Tuesday, May 16, 2017


So I got out on a 'recovery ride', the day after Mother's Day. Those of you who know, know that Mother's Day is the biggest Day of the year in the restaurant business. The week leading up to it was hell, trying to make sure we had enough prep done ....then the weekend itself adding up to 42 hours just Friday Saturday and Sunday... add to that the running lack of help in the kitchen ....So by Monday I was burnt toast. I couldn't think about riding in the morning. I had yet to finish my chapter update, which kept me inside on the computer until noon. I lay about half the afternoon. Finally I dragged myself and my bike to BlueHills and started feeling better. "Didn't break any speed limits", as I reported in Strava, got 12 miles in and was glad I got out! 

Sunday, August 14, 2016

So I needed new rear brakes. I looked into internet prices, with shipping , w/o shipping...

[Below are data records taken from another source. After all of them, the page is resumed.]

PR #1196, opened 2023-08-31
global unique id check

nicolemarsaglia:
check for local and global unique ids


src/libs/ascent/runtimes/ascent_main_runtime.cpp
```diff
@@ -616,24 +615,77 @@ AscentRuntime::EnsureDomainIds()
...
+    {
+      if(domains_per_rank[i] > max_num_domains)
+        max_num_domains = domains_per_rank[i];
+    }
     delete[] domains_per_rank;
 #endif
+
+    std::unordered_set<int> local_unique_ids;
+
+    int *domain_ids = new int[max_num_domains];
```
cyrush: This new may be mis matched with free if an exception is thrown.

We could  use a conduit node to hold these arrays so they are automatically cleaned up for any error cases.

src/libs/ascent/runtimes/ascent_main_runtime.cpp
```diff
@@ -616,24 +615,77 @@ AscentRuntime::EnsureDomainIds()
...
+      else
+      {
+         domain_ids[i] = dom["state/domain_id"].to_int32();
+         local_unique_ids.insert(domain_ids[i]);
+      }
+    }
+
+    if(local_unique_ids.size() != num_domains)
+    {
+      ASCENT_ERROR("Local Domain IDs are not unique ");
```
cyrush: In the mpi case, this would hang if one mpi task has bad local ids. (before getting deeper into mpi logic)

We need to add mpi error checking (flag all is ok, etc)

src/libs/ascent/runtimes/ascent_main_runtime.cpp
```diff
@@ -616,24 +615,77 @@ AscentRuntime::EnsureDomainIds()
...
+#ifdef ASCENT_MPI_ENABLED
+
+    int total_domains = 0;
+    MPI_Allreduce(&num_domains, &total_domains, 1, MPI_INT, MPI_SUM, mpi_comm);
+    for(int i = num_domains; i < max_num_domains; i++)
+    {
+      domain_ids[i] = 0;
+    }
+
+    int *domain_ids_per_rank = new int[comm_size*max_num_domains];
```
cyrush: Is max_num_domains - the max domains per mpi rank?

Could we just directly count number of domain trees per rank and alloc exactly? 
We could then:
- init an array to all -1s
- use per mpi task offset and fill with local domain ids
- use an MPI MAX all reduce to get the full set of domain ids

Then we could unordered set (or even an in place sort + scan) to detect dups.

If we are in bad shape, we should provide which rank(s) have duplicate ids in the error message.

cyrush (commented):
@nicolemarsaglia  a few questions and ideas.

Also, we should add test cases that trigger both local and global error.

src/libs/ascent/runtimes/ascent_main_runtime.cpp
nicolemarsaglia: max_num_domains is the max number of domains of any rank, since there might be a mismatch of number of domains between ranks, I wanted to standardize a passing size. 

But your way works better, I'll change it.

src/libs/ascent/runtimes/ascent_main_runtime.cpp
nicolemarsaglia: I think I ended up rewriting the code enough that I don't hit this case anymore. But for future reference, is this what you meant?

```
node n;
int *darray = new int[number];
n["array"].set_external(darray);
if(case) ASCENT_ERROR("info"); //hit this, no delete
delete[] darray;

```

I found that most hydraulic disc brakes are pre-bled. Meaning that any monkey like myself can install them in a few minutes. Then I measured the hoses on my bike. They're like 200mm shorter than the hoses provided with a new kit. That means that the slack of the new hoses either will be flopping around in front of me or they'll need to be cut down to the correct size. Which means, the pre-bled kit hose need to be re-bled after cutting the hose, which I don't know much about.

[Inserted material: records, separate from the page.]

PR #1324, opened 2024-07-08
bugfix for vtk-m ray culling issue

cyrush:
Adds vtk-m patch for a bug causing rays to be incorrectly culled before tracing.

The issue is that the near and far planes of the camera are not properly used in the culling logic. 

This could be encountered when ray tracing very small spatial domains from a camera far away.

Adds test case that to ensure that exercises the issue.


cyrush:
FYI: Azure test cases will fail new test until we update docker containers with patched vtk-m.

PR #1326, opened 2024-07-09
VTK-m MIR

nicolemarsaglia:
currently does not support zero-copy


src/libs/ascent/runtimes/flow_filters/ascent_runtime_vtkh_filters.cpp
```diff
@@ -5246,6 +5247,133 @@ VTKHVTKFileExtract::execute()
...
+    std::string topo_name = collection->field_topology(ids_name);
+
+    vtkh::DataSet &data = collection->dataset_by_topology(topo_name);
+    if(!graph().workspace().registry().has_entry("is_discrete"))
+    {
+      
+      int *is_discrete = new int();
+      *is_discrete = 1;
+      graph().workspace().registry().add<int>("is_discrete",
+                                               is_discrete,
```
cyrush: wondering if there is another way to do this hand shake?

CHANGELOG.md
```diff
@@ -38,13 +38,16 @@ and this project aspires to adhere to [Semantic Versioning](https://semver.org/s
 - Added a `vtk` extract that saves each mesh domain to a legacy vtk file grouped, with all domain data grouped by a `.visit` file.
 - Added particle advection for streamline and related rendering support.
 - Added WarpX Streamline filter that uses charged particles.
+- Added Uniform Grid Sampling filter.
+- Added Material Interface Reconstruction (`mir`) filter which produces `cellMat` output field.
```
cyrush: Instead of cell mat, could we use the matset name as the field name?

If there are multiple matsets, one name could lead to a collision.

src/libs/ascent/runtimes/flow_filters/ascent_runtime_vtkh_filters.cpp
nicolemarsaglia: Stripped this out and now it's a param for pseudocolor plots

CHANGELOG.md
nicolemarsaglia: Got this changed

cyrush (approved):
Looks good, awesome to get this wired up!

PR #1330, opened 2024-07-11
Fixed mpi communication from MPI_COMM_WORLD to the one defined in ascent

mvictoras:
I believe the MPI communicator here should be mpi_comm and not MPI_COMM_WORLD.


nicolemarsaglia:
Good catch! Thanks for the fix @mvictoras

cyrush:
@mvictoras  thank you , I did a pass to fix a group of these, but I guess I didn't catch them all - thanks for the PR!

Issue #1202, opened 2023-10-12
read the docs search is not working


cyrush:
Same deal as conduit setup:

https://github.com/LLNL/conduit/issues/1176

cyrush:
resolved in #1334

PR #1334, opened 2024-07-18
rtd config: add jquery to req extensions

cyrush:


cyrush:
resolves #1202 -- heals read the docs so that search works.

Solution was simple, should have tackled sooner.

PR #1344, opened 2024-07-30
build_ascent caliper support

cyrush:


cyrush:
Note: Windows will need patches for caliper.

We are going to focus on linux + rocm first.

PR #1351, opened 2024-08-03
add siramok terminal steering example 

cyrush:


cyrush:
@siramok  FYI: I am merging your example into develop, we can always refine more in the future.

PR #1359, opened 2024-08-13
build_ascent caliper + hip support

cyrush:


cyrush:
@nicolemarsaglia @emily-howell  after we merge this PR, you can use `scripts/build_ascent/build_ascent_hip_rzvernal.sh` to create a build on rzvernal that includes caliper + rocm support.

Enter the LBS. Seems that just a couple of years ago there were only a couple of shops around that employed a mechanic who knew anything about brake bleeding --now they're all smartenin up....not many riders have the patience, and/or time to learn this relatively simple process. Some specialized tools are needed also( a bleed kit ) I've bled my Avid Elixir 3's a number of times, with my smart, good  friend Wayne's help. He had a bleed kit.
To shorten the saga abit, every time I wanted to change the brake pads, I had to bleed the system. And still the brakes kinda sucked. Not much modulation and too much lever pull just to make them work, I was getting tired of it. This past June, up at NEMBAFEST, one of our local shops, Landry's, was setup in the expo, offering free bike maintenance. I took them up on the offer, told Jared and Brandon my sob story that I just told you. They bled everything and the brakes were cherry for a few weeks. Then back to the way they were. So, when I finally said "enough!", I looked them up again, back at their Braintree store. As I mentioned, I did some internet research, decided on Shimano, and sure, I could buy the pre-bled rear kit for almost 20 dollars less, but there was that issue of the hose needing cut .....
Now onto my real problem with brakes. They don't make me faster, they only slow me down!